Saturday, June 6, 2009
The Viscera and The Bile (The Horror Beneath the Surface of Things)
Hate and swarming anger bubbled up from her mouth like she was choking on rotten semen. It's uncomfortable for both of us. Her dirty feet stomp on the weak wooden floor as she pounds out her point, second by terrible second. Making sure. Letting me know. Each little movement is a tantrum that stretches back to the earliest days of her childhood. When we fuck, she goes back to her first time, raped at 14. She relives the horror and dread every time I choke her or push her into the mattress. Every time I spank her, she becomes at once intwined and liberated from those first moments of her sexual identity. I am her escape and her reality. She goes shopping for toys and bondage equipment instead of groceries. I live by fucking her brains out and fantasizing about the day that she'll betray me and I end up in prison after killing some poor fuck who came to my house expecting an easy lay, but found a hunting knife and a shotgun instead. She's working her way to being a firestarter, but she's never done it before. She's feeling me out, waiting to see if she can predict or control my behavior. I tell her it's pointless of course, but this doesn't stop her. She needs to feel like she has some say. It's my life though, and I've never been good at taking direction.
The apartment is filled with little garbage flies. The kind that find their way into the tops of open liquor bottles in corporate bars. too busy serving drinks and counting money to take any care in the preparation. They stop on the wall and wait for something in the room to move before they begin frantically searching for something else to land on and feed off of. There is no food in the house, only remnants of half meals and takeout packages that for some reason don't give off an odor, but give the illusion of the idea that we are alive and that we consume. However, I happen to know the truth. We are dead. We are the living dead and we want to feed on flesh. Our own flesh is enough for us now, but our hunger and desire will continue to become fierce and carnivorous in the way of all evolving life. We cannot be symbiotic.
Plagued by curiosity about other people who share our affliction . . . our sickness, we reach out constantly. We use the internet and find the things that we want to know, but the necessities escape us. Why must we work so hard so that other people may remain wealthy? Why must we bother with these scraps that they leave for us. We live in the haunted amusement park that is the decaying and rotten part of 20th century america. We were born into a system that can't fix itself. It has run down. It has been running down for almost a hundred years. We don't know why we are drawn to drugs and violence. We don't know why SEX is greater than GOD to us. We know that we are lost and we sense that we are somehow doomed. This is only an illusion. Priests rape children and retire in Ft. Lauderdale. Rivers dry up, while there's flooding two hundred miles away. Everything we think we know has been called into question. We are living and yet skeptical about whether or not we are alive. We have ontological issues. We love fire and we use it every day.
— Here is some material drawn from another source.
PR #3096, opened 2020-08-25
[OpenGL32] Remove Err Log Spam from wglMakeCurrent in nominal cases CORE-17224

KyleKatarn31:
## Purpose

She's made her point. I know that she needs to believe that she can affect my behavior. So I am letting her believe that and I am allowing her to gain some evidence in that regard. I have allowed for her tantrums to alter how I behave and I give it back to her full force when she wants to fuck. Which is most of the time.
We are running. We are not so much frightened as we are horrified at the idea of this country. The whole damned mess has started to become clear to us and we can't stand the sight of blood. The bile and the viscera beneath the skin that covers the bone has shaken our understanding of reality. We know of skulls, but we have never examined one. I fear that our curiosity will grow further still. I fear that when we really start running, that we will be running for a reason, and that there will be something very real at our heels.